Model not appearing in discovery

  • Ensure model is pulled/loaded in backend
  • Check backend's model list endpoint manually
  • Restart SmarterRouter after adding new models

Slow responses with llama.cpp

  • Check context size: -c 4096 or higher recommended
  • Enable GPU layers if available: --gpu-layers 100
  • Use quantized models (GGUF) for faster CPU inference

OpenAI API rate limits

  • Check provider dashboard for usage
  • SmarterRouter now supports built-in retry + circuit breaker resilience controls (see configuration docs)
  • Consider adding multiple API keys for load balancing (coming soon)

Backend Resilience Controls

SmarterRouter includes configurable retry and circuit-breaker resilience for backend calls.

Retry Settings

  • ROUTER_BACKEND_RETRY_ENABLED (default: true)
  • ROUTER_BACKEND_MAX_RETRIES (default: 3)
  • ROUTER_BACKEND_RETRY_BASE_DELAY (default: 0.5)
  • ROUTER_BACKEND_RETRY_MAX_DELAY (default: 8.0)

Retries apply to transient failures (timeouts, network errors, HTTP 429, and HTTP 5xx).

Circuit Breaker Settings

  • ROUTER_BACKEND_CIRCUIT_BREAKER_ENABLED (default: true)
  • ROUTER_BACKEND_CIRCUIT_BREAKER_FAILURE_THRESHOLD (default: 5)
  • ROUTER_BACKEND_CIRCUIT_BREAKER_RESET_TIMEOUT (default: 60.0 seconds)
  • ROUTER_BACKEND_CIRCUIT_BREAKER_HALF_OPEN_MAX_ATTEMPTS (default: 3)
  • ROUTER_BACKEND_CIRCUIT_BREAKER_SLIDING_WINDOW_SIZE (default: 100)

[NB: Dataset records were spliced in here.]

PR #16, opened 2021-02-05
Show Download Release File button after successful release

jbeast:


khelwood:
What does this do if you multiple release ids (from releasing multiple labware)?

khelwood:
The download button should include all the release ids in one url, to get a single file containing all the stuff you've just released.

jbeast:
Ah, I've not understood the release API properly. Thought each release operation would have an ID, rather than each piece of released labware. Will fix it! Thanks 👍

khelwood:
FYI in CGAP LIMS everything you release in one go is bundled together in one goal; but that's a pain because when someone subsequently asks me to alter the date or some detail about something that was released, I've got to manually separate it out into separate goals. So in Stan each labware has an individual release.

khelwood (approved):

jbeast:
> FYI in CGAP LIMS everything you release in one go is bundled together in one goal; but that's a pain because when someone subsequently asks me to alter the date or some detail about something that was released, I've got to manually separate it out into separate goals. So in Stan each labware has an individual release.

Yeah, that makes perfect sense. I've fixed the download link in the PR include all the releases now.

PR #27, opened 2021-03-25
Cdna release

khelwood:
Validate bio state on release page

Labware scan panels now support a check function for labware that is run before
the labware is added to the table.
The release page uses this to check labware's bio state.
Labware scan panel columns relating to samples now show info for all samples in the labware, not just the first.
For the release page (and probably others) it would probably be better if the table had a row per
labware-slot-sample instead of a row per labware.

### DIFF
--- a/src/components/labwareScanPanel/columns.tsx
+++ b/src/components/labwareScanPanel/columns.tsx
@@ -1,8 +1,8 @@
 import React from "react";
-import { CellProps, Column } from "react-table";
-import { Labware, LabwareLayoutFragment } from "../../types/graphql";
+import {CellProps, Column} from "react-table";
+import {Labware, LabwareLayoutFragment} from "../../types/graphql";
 import LabelPrinterButton from "../LabelPrinterButton";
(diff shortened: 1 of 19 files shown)


src/components/labwareScanPanel/columns.tsx
```diff
@@ -22,6 +22,14 @@ const color: ColumnFactory<Map<number, any>> = (meta) => {
   };
 };
 
+function joinUnique(array: string[]) {
+  return Array.from(new Set<string>(array)).join(", ");
+}
+
+function valueFromSamples(labware: LabwareLayoutFragment, sampleFunction: (sample: any) => (string)) {
```
jbeast, line 29: Rather than using `any`, you could use TypeScript's [indexed access types](https://www.typescriptlang.org/docs/handbook/2/indexed-access-types.html) for the `sample` argument here. (`LabwareLayoutFragment["slots"][number]["samples"][number]` I think)

jbeast (approved):
Looks really good. The new `labwareCheckFunction` param is going to come in handy in the future (and probably should be added for some of the pages already built).

PR #49, opened 2021-07-21
add cassette labware type as an option in block registration

khelwood:


khelwood:
Tests are failing but that seems to be unrelated to the pull request.

PR #51, opened 2021-07-27
x558 Added History page

jbeast:
Add an export link to History component

Add mock API and tests for History

### DIFF
--- a/src/components/history/History.tsx
+++ b/src/components/history/History.tsx
@@ -131,10 +131,10 @@ const historyColumns: Array<Column<HistoryTableEntry>> = [
     accessor: "biologicalState",
   },
   {
-    Header: "Process State",
-    accessor: "processState",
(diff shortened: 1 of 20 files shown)


src/components/history/History.tsx
```diff
@@ -0,0 +1,157 @@
...
+  {
+    Header: "Section Number",
+    accessor: "sectionNumber",
+  },
+  {
+    Header: "Biological State",
+    accessor: "biologicalState",
+  },
+  {
+    Header: "Process State",
```
khelwood, line 134: Can we call it "labware state" instead of "process state"? Otherwise "process state" will infect the vocabulary of the software, and I don't think it's very meaningful.

jbeast: Yep, good idea. Have made the change to labware state.

khelwood (approved):

PR #64, opened 2021-09-08
x681 - Imaging

jbeast:


src/components/Routes.tsx
```diff
@@ -95,6 +96,24 @@ export function Routes() {
...
+        render={(routeProps) => (
+          <DataFetcher
+            key={routeProps.location.key}
+            dataFetcher={stanCore.GetRecordInPlaceInfo}
+          >
+            {(recordInPlaceInfo) => (
+              <RecordInPlace
+                title={"Imaging"}
+                operationType={"image"}
+                equipment={recordInPlaceInfo.equipments}
```
khelwood, line 110: I think you should only load equipment with the category "scanner" for the imaging page. That's what category was intended for.

jbeast: Thanks, good spot. Have changed it now.

khelwood (approved):

PR #70, opened 2021-10-05
X598

seenanair:
Closes #

x598 implementation and updates.
Notes :- 
- genericSearchMachine.ts is an exact copy of SearchMachine.ts (only change is SearchContext object fields) and one of these files can be later deleted after review. This is duplicated currently to avoid changing existing functionalities.

*
*
* ...


src/components/workProgress/WorkProgressInput.tsx
```diff
@@ -0,0 +1,236 @@
...
+            )}
+            <div className="space-y-2 md:px-10 md:space-y-0 md:flex md:flex-row md:justify-center md:items-center md:gap-4">
+              <div className="md:flex-grow">
+                <FormikSelect
+                  label=""
+                  name="type"
+                  data-testid={"type"}
+                  value={selectedType}
+                  onChange={(e: React.ChangeEvent<HTMLSelectElement>) => {
+                    setFieldValue(
```
jbeast, line 177: I'm not quite sure the purpose of the `setFieldValue` here. Isn't `"searchType"` always going to be `undefined`?

src/lib/machines/workProgress/genericSearchMachine.ts
```diff
@@ -0,0 +1,109 @@
...
+import { ClientError } from "graphql-request";
+import { Maybe } from "../../../types/sdk";
+import { GenericSearchService } from "../../services/genericSearchService";
+/**
+ * Context for Search Machine
+ */
+export interface SearchContext {
+  findRequest: any;
+  maxRecords?: number;
+  searchResult?: any;
```
jbeast, line 13: Instead of using `any` here, could it use a generic to keep type safety?

src/lib/machines/workProgress/genericSearchMachine.ts
```diff
@@ -0,0 +1,109 @@
...
+  serverError?: Maybe<ClientError>;
+}
+
+type FindEvent = { type: "FIND"; request: Object };
+type SearchDoneEvent = {
+  type: "done.invoke.search";
+  data: Object;
```
jbeast, line 20: This can also probably be a generic argument.

src/lib/services/genericSearchService.ts
```diff
@@ -0,0 +1,4 @@
+import { GenericSearchResultsType } from "../../types/stan";
+export interface GenericSearchService {
+  search(findRequest: any): Promise<GenericSearchResultsType>;
```
jbeast, line 3: I think this could also be a generic argument.

src/pages/WorkProgress.tsx
```diff
@@ -0,0 +1,234 @@
...
+  rowBDate: Date | undefined
+) => {
+  if (rowADate && rowBDate) {
+    return rowADate.getTime() - rowBDate.getTime();
+  }
+  if (rowADate) return 1;
+  return 0;
+};
+/**
+ * Sort functionality for Status. The status need to be sorted in the order "active", "completed", "paused", "failed"
```
jbeast, line 151: Was this one of the acceptance criteria? It may be overkill.

src/lib/machines/workProgress/genericSearchMachine.ts
seenanair: Good point. I even thought about it while implementing. But the searchService and workProgressService are using completely different structures. So I was not sure how to keep a generic structure in place. It would be great to have a chat about this sometime later.

src/pages/WorkProgress.tsx
seenanair: Yes, This has came up later during the standup by Minal. The rows has to be ordered by status in the order -active,complete,paused,failed.) and within status SGP/R&D numbers need to be sorted in descending order. Please suggest if you have any better ways to improve performance.

PR #73, opened 2021-10-08
X783

seenanair:
Closes # 783

1) Add columns to the SGP management page: 
*Number of blocks 
*Number of slides 
*editable number up 200. 
*Need to be able to be editable throughout as more blocks/slides might be added

2) Add Number of blocks and Number of slides fields while allocating a new SGP Number.

3) Add a status of ""Not started"" - default setting for once a work number is created

### DIFF
--- a/cypress/integration/pages/workProgressSpec.ts
+++ b/cypress/integration/pages/workProgressSpec.ts
@@ -23,8 +23,8 @@ describe("Work Progress", () => {
         before(() => {
           cy.findByTestId("type").select("Status");
         });
-        it("shows a drop down box with value active ", () => {
-          cy.get("[data-testid=valueSelect]").should("have.value", "active");
+        it("shows a drop down box with value unstarted ", () => {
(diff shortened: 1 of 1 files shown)


src/components/workAllocation/WorkRow.tsx
```diff
@@ -84,12 +88,64 @@ export default function WorkRow({
...
+        data-testid={workNumber + "-" + workNumValueType}
+        className={"border-0 border-gray-100 "}
+        type="number"
+        min="0"
+        max={MAX_NUM_BLOCKANDSLIDES}
+        step="1"
+        onChange={(e) => {
+          handleWorkNumValueChange(e.currentTarget.value, workNumValueType);
+        }}
+        value={workNumValue ?? ""}
```
jbeast, line 124: I think React will give a warning about controlled/uncontrolled inputs about this. May need to use `defaultValue` instead.

PR #80, opened 2021-10-29
X785- Splitting Labwork menu

seenanair:


jbeast:
Nice! About time the menu and menu items became their own components 😄

seenanair:
> Nice! About time the menu and menu items became their own components 😄



> Nice! About time the menu and menu items became their own components 😄

Thank you, Chris.

PR #83, opened 2021-11-04
X666 Visium Perm

jbeast:


khelwood (commented):
It looks like you are not supporting negative controls, only positive controls

jbeast:
Positive and negative controls are supported. It does however default to positive when a slot is selected as a control.

khelwood:
You're right! I couldn't tell that from the code, but I tried it out and it works. My mistake.

khelwood (approved):

PR #87, opened 2021-11-10
X631 update 2

seenanair:
- Analysis type change - RIN,DV200 -> RIN analysis,DV200 analysis
- Empty field in Comment dropdown
- SGP Number dropdown for all samples

### DIFF
--- a/src/components/extractResult/extractResult.machine.ts
+++ b/src/components/extractResult/extractResult.machine.ts
@@ -141,7 +141,6 @@ export const extractResultMachine = createMachine<
       }),
       assignServerError: assign((ctx, e) => {
         if (e.type !== "error.platform.extractResult") return;
-        debugger;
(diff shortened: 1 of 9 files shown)


src/components/extractResult/extractResult.machine.ts
```diff
@@ -141,6 +141,7 @@ export const extractResultMachine = createMachine<
       }),
       assignServerError: assign((ctx, e) => {
         if (e.type !== "error.platform.extractResult") return;
+        debugger;
```
jbeast, line 144: Oh no 😸

jbeast (changes requested):
Think it's just that one `debugger` statement. Looks good apart from that.

src/components/extractResult/extractResult.machine.ts
seenanair: Done.

PR #94, opened 2021-12-03
X697

jbeast:
New stain types.

### DIFF
--- a/src/pages/staining/ComplexStainForm.tsx
+++ b/src/pages/staining/ComplexStainForm.tsx
@@ -1,0 +1,255 @@
+import React from "react";
+import {
+  ComplexStainRequest,
+  RecordComplexStainMutation,
+  StainPanel,
+} from "../../types/sdk";
+import { Form, Formik } from "formik";
+import FormikInput from "../../components/forms/Input";
+import GrayBox, { Sidebar } from "../../components/layouts/GrayBox";
+import { motion } from "framer-motion";
+import variants from "../../lib/motionVariants";
+import Heading from "../../components/Heading";
+import MutedText from "../../components/MutedText";
+import LabwareScanPanel from "../../components/labwareScanPanel/LabwareScanPanel";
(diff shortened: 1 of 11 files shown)


src/pages/staining/ComplexStainForm.tsx
```diff
@@ -0,0 +1,255 @@
...
+    panel: Yup.string()
+      .oneOf(Object.values(StainPanel))
+      .required()
+      .label("Experimental Panel"),
+    labware: Yup.array()
+      .of(
+        Yup.object().shape({
+          barcode: Yup.string().required().label("Barcode"),
+          bondBarcode: Yup.string().required().label("Bond Barcode"),
+          bondRun: Yup.number().integer().positive().label("Bond Run"),
```
seenanair, line 85: In acceptance test it says -bond run number - 4 digit integer (+ve) . Is it required  to put 4 digit number constraint here?

seenanair (commented):
Also, in Acceptance test it says- Page will allow you to submit a request, then change the stain type (without losing the other information entered)

src/pages/staining/ComplexStainForm.tsx
```diff
@@ -0,0 +1,255 @@
...
+  const validationSchema = Yup.object().shape({
+    stainType: Yup.string().required().label("Stain Type"),
+    plex: Yup.number()
+      .integer()
+      .min(plexMin)
+      .max(plexMax)
+      .required()
+      .label("Plex Number"),
+    panel: Yup.string()
+      .oneOf(Object.values(StainPanel))
```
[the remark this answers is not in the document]
jbeast: Good point, well spotted. I'll change.

src/pages/staining/ComplexStainForm.tsx
jbeast: I thought that might be a bit too restrictive for the client. Seemed like the sort of thing that may need to change in the relatively near future, so thought I'd leave that as core side validation only.

PR #102, opened 2022-01-10
X821 - Priority field in SGP management page

seenanair:


khelwood:
The client currently only sends an update work priority request if the work status is "Unstarted". In any other status, editing the work priority doesn't send a request.
It should work in any work status except for "completed" and "failed". For those, the UI should not let the user try and update the priority.

seenanair:
> The client currently only sends an update work priority request if the work status is "Unstarted". In any other status, editing the work priority doesn't send a request. It should work in any work status except for "completed" and "failed". For those, the UI should not let the user try and update the priority.

Ok. I didn't know that such a condition existed. I will fix that.

seenanair:
> The client currently only sends an update work priority request if the work status is "Unstarted". In any other status, editing the work priority doesn't send a request. It should work in any work status except for "completed" and "failed". For those, the UI should not let the user try and update the priority.

Fixed and pushed changes.

khelwood:
When a work status is changed to "completed" or "failed", the core side clears its priority; but the client does not show that until you reload the page.

seenanair:
> When a work status is changed to "completed" or "failed", the core side clears its priority; but the client does not show that until you reload the page.

Fixed

PR #2527, opened 2015-09-13
make Object conform to Hashable in Swift 1.2

### LINKED ISSUE #2519: 'Object' subclasses don't conform to Equatable protocol.
Xcode 7 GM, Swift 2.0. Using branch 'swift-2.0'.

When I started to migrate my project to swift 2.0, I have noticed that I unable to store 'Object' subclasses in collections that require it's elements to conform to Equatable protocol. And as result Hashable as well.

Here is the simplest example to reproduces it.
```swift
class A: Object {
}

let array = Set<A>()

let instance = A()
let index = [A]().indexOf(instance)
 ```

When you will try to compile that code you will get error on set initialization that type 'A' does not conform to protocol Hashable. And that there is no method 'indexOf' for supplied parameters (indexOf(element) requires element to conform to Equatable).

image

But on other case set of 'object' instances works fine.
```swift
let object = Set<Object>()
 ```

Could you help to find what can cause this issue?

jpsim:
Fixes #2519 for Swift 1.2. /cc @bdash 

Note: `Hashable` implies `Equatable` because it inherits from it.

### DIFF
--- a/RealmSwift-swift1.2/Object.swift
+++ b/RealmSwift-swift1.2/Object.swift
@@ -53,7 +53,7 @@ the `objects(_:)` instance method on `Realm`.
 
 See our [Cocoa guide](http://realm.io/docs/cocoa) for more details.
 */
-public class Object: RLMObjectBase, Equatable, Printable {
+public class Object: RLMObjectBase, Hashable, Printable {
 
     // MARK: Initializers
 


bdash:
Can we test this?

jpsim:
> Can we test this?

Yes, we can ensure that a test subclass responds successfully to a check for `Hashable` conformance, and try to actually call `hashValue` on it.

jpsim:
retest this please

jpsim:
Turns out this is not necessary for Swift 1.2 since the bug described in #2519 only applies to Xcode 7.0 (not present in 6.4 or 7.1).

PR #2536, opened 2015-09-16
Fix the sizes of the buffers used by RLMHashData.

bdash:
/cc @tgoyne @jpsim


tgoyne:
:+1:

jpsim:
Seems right to me. :+1:

PR #2555, opened 2015-09-22
Set default Swift version to 2.0

jpsim:
Now's the time to do this with Xcode 7 being officially out. I also updated the our web app to mirror changes in `master` in both `swift-1.2` and `swift-2.0` branches.

- [x] Update packaging format

### DIFF
--- a/Realm/Tests/Swift
+++ b/Realm/Tests/Swift
@@ -1,1 +1,1 @@
-Swift1.2
+Swift2.0
--- a/RealmSwift
+++ b/RealmSwift
@@ -1,1 +1,1 @@
-RealmSwift-swift1.2
+RealmSwift-swift2.0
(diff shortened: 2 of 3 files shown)


jpsim:
Turns out we're already packaging our Swift zips with subfolders for each Swift version (`swift-1.2`/`swift-2.0`) so the only packaging tasks required (that I could think of) was to copy the Swift 2.0 versions of the Carthage frameworks.

So this should be ready to be merged.

tgoyne:
:+1: 

swift-1.2 branch will need this reverted after it's been merged to that branch.

jpsim:
> swift-1.2 branch will need this reverted after it's been merged to that branch.

indeed.

Only CI failure was due to #2119. Merging.

PR #2560, opened 2015-09-23
[Doc] Explain when an object becomes invalidated

### LINKED ISSUE #2486: Documentation Request: What causes an object to be invalidated?
Currently there is no documentation to explain what would cause a `RLMObject` to be marked as `invalidated`. The two questions I have that would be nice if they were documented are:

* What causes `invalidated` to be `YES`?
* ~~How is `invalidated` related to `deletedFromRealm`, if at all?~~

Edit:
I just noticed `deletedFromRealm` is deprecated in the .h file but the documentation doesn't say that. Another possible update.

mrackwitz:
Fixes #2486.

### DIFF
--- a/Realm/RLMObject.h
+++ b/Realm/RLMObject.h
@@ -232,6 +232,9 @@ RLM_ASSUME_NONNULL_BEGIN
 
 /**
  Indicates if an object can no longer be accessed.
+ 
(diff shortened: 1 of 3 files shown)


jpsim:
Please also update `RealmSwift-swift1.2/Object.swift`, otherwise :+1:

jpsim:
Thanks @mrackwitz!

PR #2565, opened 2015-09-23
Fix issues with switching between simulators

tgoyne:
@jpsim


jpsim:
once this passes CI, :+1:

PR #2567, opened 2015-09-24
Fix bitcode generation for Release builds

conradev:
The current binary release of Realm for watchOS is unsuitable for submitting to the App Store.

It was compiled with `-fembed-bitcode-marker` and not `-fembed-bitcode`, meaning the bitcode section is size 1, or empty:

```
$ otool -l ./realm-objc-0.95.1/watchos/Realm.framework/Realm | grep -A 5 __bundle
  sectname __bundle
   segname __LLVM
      addr 0x00184000
      size 0x00000001
    offset 1589248
     align 2^0 (1)
```

This is because `BITCODE_GENERATION_MODE` is normally set to `marker` when building, and only set to `bitcode` when archiving. I assume this is for performance reasons.

This pull request embeds bitcode in all Release builds.


jpsim:
Thanks a lot for this, and for explaining what was wrong. Your thoroughness is appreciated.

If this fix is indeed correct (and it sure looks like it is), I imagine the same should be done for the `iOS Dynamic` scheme as well as the `RealmSwift.xcodeproj` xcconfig.

PR #2575, opened 2015-09-24
Actually enable bitcode for more things

tgoyne:
Enables bitcode generation rather than just the marker for release builds of Realm.framework (iOS static and dynamic) and all release builds of RealmSwift.framework (it appears to be ignored without issues for OS X).

@jpsim


jpsim:
:+1:

PR #2577, opened 2015-09-24
Resolve symlinks in cocoapods-setup by copying rather than moving

tgoyne:
Makes it work in the presence of multiple symlinks to the same thing.

@jpsim


jpsim:
yup :+1:

PR #2578, opened 2015-09-24
Fix swift 2.0 Carthage installation example

tgoyne:
The path to the Realm frameworks was out of date.

@jpsim

### DIFF
--- a/examples/installation/build.sh
+++ b/examples/installation/build.sh
@@ -30,57 +30,8 @@ EOF
 
 COMMAND="$1"
 
-prelaunch_simulator() {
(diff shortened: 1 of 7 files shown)


examples/installation/build.sh
```diff
@@ -31,29 +31,52 @@ EOF
 COMMAND="$1"
 
 prelaunch_simulator() {
```
jpsim: since this function is getting a bit complex, it would be worthwhile to keep in a shared script like with do for the Swift version

jpsim:
:+1:

PR #2537, opened 2015-09-16
Fix issues with partial shared schema init

tgoyne:
When the initial partial schema init is done with an explicit class list, duplicate object schemas for those classes would end up in the final shared schema, along with object schemas for the accessor classes. No new tests for any of this because we can't test it via our testing framework....

Closes #2534.

@jpsim @bdash

PR #2583, opened 2015-09-25
Fix 'unrecognized selector' exception when specifying class subsets.

### LINKED ISSUE #2494: Unrecognized selector sent to RLMAccessor class when registering classes in a custom schema
Hey guys,

Out of the sudden I have this weird exception:
     *** Terminating app due to uncaught exception 'NSInvalidArgumentException', reason: '+[RLMStandalone_MyClass requiredProperties]: unrecognized selector sent to class 0x7fa62b56e190'

I simply don't get how this issue appeared, but the bad thing is that it crashes on main & I have no stack-trace.

After a lot of debugging I found what caused this issue, I was creating my custom Realm.Configuration & this is how it looked like:
      
    let config = Realm.Configuration(path: path, objectTypes: [MyClass.self])

This issue appears after defining my object types in the realm, if I remove it, everything works.
What is the purpose of defining the objectTypes & what is the correct way to be used?

Thanks!

jpsim:
Fixes #2494. /cc @tgoyne @bdash

### DIFF
--- a/CHANGELOG.md
+++ b/CHANGELOG.md
@@ -21,7 +21,8 @@ x.x.x Release notes (yyyy-MM-dd)
 
 ### Bugfixes
 
-* None.
+* Fix an issue where an 'unrecognized selector' exception would be thrown when
+  specifying `RLMRealmConfiguration.objectClasses`/`Realm.Configuration.objectTypes`.
 
 0.95.1 Release notes (2015-09-23)
 =============================================================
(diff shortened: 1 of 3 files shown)


tgoyne:
This breaks explicitly including a class which is not part of the default schema. #2537 fixes the same bug while still allowing that.

jpsim:
ah yes, let's go with that then

PR #2586, opened 2015-09-28
Include a watchOS framework to GitHub release zip

kishikawakatsumi:
Fix not to contain a watchOS framework to GitHub release zip for Carthage installation.


jpsim:
:+1:

PR #4410, opened 2016-12-05
Added support for 'LIKE' queries

astigsen:
Allow you to do NSPredicate wildcard queries like `"value LIKE '?bc*'"` (matches strings like "abcde" and "cbc").

### DIFF
--- a/CHANGELOG.md
+++ b/CHANGELOG.md
@@ -12,7 +12,7 @@ x.x.x Release notes (yyyy-MM-dd)
 
 ### Enhancements
 
-* None.
+* Add support for 'LIKE' queries (wildcard matching).
 
 ### Bugfixes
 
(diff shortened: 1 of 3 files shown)


tgoyne:
Everything is `QueryTests` that's checked with `RLMAssertCount()` is also tested on a handed-over async query, so that's covered. The only thing I can see that's untested is `nil`; `testQueryOnNullableStringColumn` and `testQueryingOnLinkToNullableStringColumn` should add a `LIKE` test, and something should verify that `("col LIKE %@", nil)` fails sensibly.

jpsim:
There'd also be the option to test more edge cases, like multi-byte characters and non-ASCII unicode, but core's tests seem to cover that partly, and if we were to add more they should probably go there first.

bdash:
It'd also be worth having test coverage for `column LIKE other_colum` and `"literal" LIKE column`, even though they're not particularly likely to be used.

jpsim:
@astigsen let us know if you'd like us to move this forward and address feedback in your place, considering that you have more than just this PR on your plate 😉

astigsen:
I will be fine with you just moving ahead and expanding the tests appropriately.

PR #4246, opened 2016-10-21
Handle authentication errors in network client

stel:
Currently only errors that could be returned from `SyncUser.authenticate...` are handled:
- `RLMSyncAuthErrorInvalidCredential`
- `RLMSyncAuthErrorUserDoesNotExist`
- `RLMSyncAuthErrorUserAlreadyExists`

Any other non-successful HTTP codes are still treated as `RLMSyncErrorHTTPStatusCodeError`, but may contain specific error messages from server. This restriction could be removed by defining additional error codes.

I think error reporting needs to be discussed, my idea is to wrap all the network, parsing, etc errors into sync-specific ones, it doesn't make much sense for users to get `NSCocoaErrorDomain` errors from sync api calls in most cases, but this errors still could be included by `NSUnderlyingErrorKey` into `RLMSyncErrorDomain` errors. Currently it's not a part of this PR.

/cc @austinzheng, @jpsim

PR #4418, opened 2016-12-06
Fix a few warnings when building Realm with -Wall or -Wundef

### LINKED ISSUE #4409: Compile error after upgrading Realm to 2.1.1 with Carthage
## Actual Results

XCode report compile error on this line:

`#if __has_attribute(ns_error_domain) && (!__cplusplus || __cplusplus >= 201103L)`

in `RLMConstant.h` with error message:

`__cplusplus is not defined, evaluates to 0`

Realm version: 2.1.1 (Realm Objective-C)
Xcode 8.0: Build version 8A218a
Swift Version: 2.3
Carthage version: 0.15.2

jpsim:
Fixes #4409. /cc @bdash @tgoyne

### DIFF
--- a/Realm/ObjectServerTests/RLMObjectServerTests.m
+++ b/Realm/ObjectServerTests/RLMObjectServerTests.m
@@ -78,7 +78,7 @@
         XCTAssertEqual(error.domain, RLMSyncErrorDomain);
         XCTAssertEqual(error.code, RLMSyncAuthErrorInvalidCredential);
         XCTAssertNotNil(error.localizedDescription);
-        
+
         [expectation fulfill];
     }];
     [self waitForExpectationsWithTimeout:2.0 handler:nil];
@@ -96,7 +96,7 @@
         XCTAssertNil(user);
         XCTAssertNotNil(error);
         XCTAssertEqual(error.domain, RLMSyncErrorDomain);
-        XCTAssertEqual(error.code, RLMSyncAuthErrorUserDoesNotExist);
+        XCTAssertEqual(error.code, RLMSyncAuthErrorInvalidCredential);
         XCTAssertNotNil(error.localizedDescription);
 
         [expectation fulfill];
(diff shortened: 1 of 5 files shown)


jpsim:
Marking as in-progress as I haven't incorporated other changes in Object Store `master` yet.

xiaodao:
I would like to know when will this change be released.

Thanks

jpsim:
@xiaodao you'll be notified of any activity in this thread via GitHub notifications. FYI in the future, it's not necessary to comment on a thread to be notified of updates, you can simply click the "Subscribe" button on the right.

image

xiaodao:
@jpsim once this pull request gets merged, can I run `carthage update` to get the latest build?

jpsim:
I've decided to revert the object store changes in this PR to isolate the work that needs to happen to update the object store from the simple warning fixes in cocoa.

The object store changes either mean that we'll need to change the `sessionForURL:` implementation or change the public API, perhaps to a non-thread-confined `Realm.session` property. I think both cases are easy to implement, but need to be discussed and aligned across SDKs. In any case, I'm specifically reverting the object store update in this PR to avoid needing to decide on that here.

Can you review again @tgoyne or @bdash?

bdash:
Isn't keeping `-sessionForURL:` working as-is just a matter of:
```diff
-    return [[RLMSyncSession alloc] initWithSyncSession:_user->session_for_url([[url absoluteString] UTF8String])];
+    auto path = SyncManager::shared().path_for_realm(_user->identity(), [url.absoluteString UTF8String]);
+    return [[RLMSyncSession alloc] initWithSyncSession:_user->session_for_on_disk_path(path)];
```

jpsim:
Yes, but what I was saying in my previous comment was that it may not be the API we want to expose. I suppose we can stick with that for now and revisit later...

jpsim:
Looks like the error codes have changed, which is significant. I'll take a closer look tomorrow.

jpsim:
Looks like #4246 introduced incorrect error codes. That shouldn't have passed review...

I've fixed the expected error codes in the tests and filed realm/realm-sync-services#638 to report.

@bdash @tgoyne this is ready for review once more.

PR #4446, opened 2016-12-14
update ObjC model template comment to use ObjC generics

jpsim:
Since we no longer support Xcode 6, might as well encourage the use of ObjC generics.


colasbd:
:+1:

PR #4453, opened 2016-12-15
[Draw, iOS] Specify custom credentials if logging in failed

stel:
No need to recompile the app anymore. The alert is show only if the logging in with the default credentials fails.

screen shot 2016-12-15 at 2 37 10 pm

@TimOliver, @bigfish24


jpsim:
Going to let @TimOliver review this one.

stel:
Unfortunately until we have log out and client reset we still need to reset the local data, so this functionality if only helpful until the first successful login.

jpsim:
@TimOliver @stel @dhmspector  do we still need this given LoginKit and the current state of demos?

TimOliver:
No, I don't think we need this anymore.

In fact, we have a repo for Draw in the Realm Demos repo now. We can probably remove this copy from Realm Cocoa now.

Circuit breakers are tracked per backend operation (for example, request and stream-setup paths), so one unstable path can open independently without globally disabling all backend functionality.


Future Backends

The backend abstraction layer makes adding new providers straightforward. Potential future additions:

  • HuggingFace Text Generation Inference
  • AWS Bedrock
  • Google Vertex AI
  • Azure OpenAI
  • Custom RPC protocols

If you need a specific backend, open an issue.